I have a nice CV and one summer teaching job interview lined up.
But before I apply for the Visa, I need to know a few things:

1. I am assuming it is legal for me to apply for jobs. Am I correct? I expect that if I have job prospects lined up, things will go more smoothly- they will know I'm not coming to live on the dole.

2. Assuming I get the Visa, do I need to do anything else to work? Am I legal as soon as I'm in the country?

3. I also need to book my flight. Which should I do first- Apply for the visa or get the flight? And should I do one-way or return?

I think that about covers it. Thank you so much for helping!


----------



## Bevdeforges (Nov 16, 2007)

Someone will correct me if I'm wrong here, but AFAIK it's legal to apply for jobs.
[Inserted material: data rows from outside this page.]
Issue #1725, opened 2022-10-26
Change `default_coords_type` to boolean flag `intrinsic=True`


sophiaas:
### Where should the content be modified?

https://github.com/geomstats/geomstats/blob/master/geomstats/geometry/manifold.py

### What should be modified?

As discussed at the IHP hackathon with @luisfpereira, I suggest changing the `default_coords_type` argument in the init of [Manifold](https://github.com/geomstats/geomstats/blob/master/geomstats/geometry/manifold.py) (and objects that subclass it) to a boolean `intrinsic=True`.

PR #1938, opened 2024-01-25
Added Brownian motion class for manifolds

dralston78:
## Checklist

- [x] I added appropriate unit tests.
- [x] I made sure the code passes all unit tests. (refer to comment below)
- [x] My PR follows [geomstats coding style](https://github.com/geomstats/geomstats/blob/main/docs/contributing.rst#coding-style-guidelines) and API.

## Description

I implemented a class to generate a realization of a Brownian motion walk on a manifold in intrinsic coordinates.  While Brownian motion on a manifold is often defined as a Stratonovich stochastic differential equation (SDE), I have used the converted form to an Ito SDE in order to use the Euler–Maruyama method.  I added a unit test to verify the axioms of Brownian motion in Euclidean space.  

## Additional context

This class requires the pytorch backend.

The method to generate a path requires two conditions on the underlying manifold.  First, the manifold must be described in terms of its intrinsic coordinates.  Second, the manifold must be equipped with a metric that has a `cometric_matrix` method and a `christoffels` method.  

I proposed this idea to Professor Miolane at the end of her seminar class earlier this year, and she encouraged me to create an implementation.  However, as I don't have a background in software engineering, I wouldn't be surprised if there are some bad practices in my code/tests, or other flaws.  I'm looking forward to getting your feedback and learning more!


luisfpereira (approved):
Nice @dralston78!

I've add a couple of commit changing the following (let me know if you disagree with something):

* `space.metric` instead of `.metric` because if space is equipped with another metric at a later stage, then it is taken into consideration by the code; otherwise it is ambiguous. (Same with `space.dim`)

* I've removed the check on pytorch because someone may have closed form solutions for `christoffels` and `cometric_matrix`. if they don't have, then the existing error messages should be enough for users understand they need to change to autograd/pytorch

* I've removed the check `space.default_coords_type != "intrinsic"` because unfortunately this flag is misused and sometimes some spaces have intrinsic coordinates, but have a string specifying which kind of coordinates it refers to (e.g. PoincareBall -> "ball"). It is related with #1725. I'll do such a change asap.

* I've removed the checks `not hasattr(space.metric, "christoffels")` and `not hasattr(space.metric, "cometric_matrix")` because these methods always exist, though usually raise `NotImplementedError`. This is a design issues to which we haven't yet found a solution

* I've removed the check on `christoffels` and `cometric_matrix` shapes because I don't want to pay the price of running both once only for shape checking.

* for the reasons above, we are not doing checks and assume people know when they can use `BrownianMotion` - after fixing `intrinsic`, we can to an `instantiation` time check that will be equivalent to all the current tests

* I've added a name to the reference in the docstring, so that we can reference it in the text in case we need.

* I've updated `sample_path` docstrings.

* I've collected paths in a list and then used stack so that we avoid instantiating an array of zeros

* I've vectorized `sample_path`, i.e. allowed it to receive multiple points, by adding `ellipses` to `gs.einsum` and ensuring we sample independently for each point.


Regarding tests:

* I've done small changes, but no update in the behavior (they're very nice!)

geomstats/distributions/brownian_motion.py
```diff
@@ -0,0 +1,75 @@
...
+
+    def __init__(self, space):
+        self.space = space
+
+    def sample_path(self, end_time, n_steps, initial_point):
+        """Generate a sample path of Brownian motion.
+
+        Parameters
+        ----------
+        end_time : float
```
ninamiolane, line 44: Please add parameters description

geomstats/distributions/brownian_motion.py
```diff
@@ -0,0 +1,75 @@
...
+        path : array-like, shape=[..., n_steps, dim]
+        """
+        step_size = end_time / n_steps
+
+        paths = [initial_point]
+        for _ in range(1, n_steps):
+            paths.append(self._step(step_size, paths[-1]))
+        return gs.stack(paths)
+
+    def _step(self, step_size, current_point):
```
ninamiolane, line 59: Please add a docstring even for a private method (to help future collaborators understand what you did)

tests/tests_geomstats/test_distributions/test_brownian_motion.py
```diff
@@ -0,0 +1,75 @@
...
+
+import geomstats.backend as gs
+from geomstats.distributions.brownian_motion import BrownianMotion
+from geomstats.geometry.euclidean import Euclidean
+from geomstats.test.test_case import TestCase, autograd_and_torch_only
+
+
+@autograd_and_torch_only
+@pytest.mark.slow
+class TestBrownianMotion(TestCase):
```
ninamiolane, line 14: Unit-tests should be unit, ie we should have at least one unit test per function.

Missing `test_sample_path` and missing `test__step`

ninamiolane (commented):
LGTM! Just minor comments on the docstrings + need "unit" tests.

tests/tests_geomstats/test_distributions/test_brownian_motion.py
dralston78: Hi @ninamiolane, thank you for this clarification!  With regards to this comment, would the ideal structure be to have a test class `TestBrownianMotion`, and then have this class have two methods `test_sample_path` and `test__step`?

luisfpereira: I think tests are already very good here, @ninamiolane. Two reasons: 1) this computation is relatively slow, so it is better to not add too many redundant tests; 2) there's randomness involved (we are sampling from a normal), which mean we cannot do a "normal test" (the checks done by @dralston78 are pretty clever).

luisfpereira:
@dralston78, with #1943 merged, we can now check for `intrinsic` (a boolean; it should be `True` for `BrownianMotion` use) at instantiation time (we may still need to check if the flag is properly used everywhere, but that can be done afterwards).

dralston78:
> @dralston78, with #1943 merged, we can now check for `intrinsic` (a boolean; it should be `True` for `BrownianMotion` use) at instantiation time (we may still need to check if the flag is properly used everywhere, but that can be done afterwards).

Great!  Would you like me to add a private method `_instantiation_check` that accomplishes the same checks I originally had?  Or should we assume users are aware of the requirements?

luisfpereira:
@dralston78, adding back `check_coordinates` taking into account how `intrinsic` works now will do the job.

luisfpereira:
@ninamiolane, this looks ready to me. Can we merge?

Just be very up front about your actual status - i.e. that you are married to a Brit and are in process of applying for a spouse visa. If you represent yourself as having the right to work in the UK when that isn't (quite) the case, it can backfire on you pretty badly.
Cheers,
Bev


----------



## Joppa (Sep 7, 2009)

sgaldo said:


> Hello wonderful advice-givers!
> I am an American married to a Brit. I am currently in the USA and plan to move to England with my wife in late June (she is leaving mid-April). I am preparing to apply for a spouse settlement visa.
> We have a decent amount of savings.
> We can live with her parents until we find a flat.
> ...


Yes, that will help with your visa application.



> 2. Assuming I get the Visa, do I need to do anything else to work? Am I legal as soon as I'm in the country?


Yes. Just show your visa to your employer as proof.



> 3. I also need to book my flight. Which should I do first- Apply for the visa or get the flight? And should I do one-way or return?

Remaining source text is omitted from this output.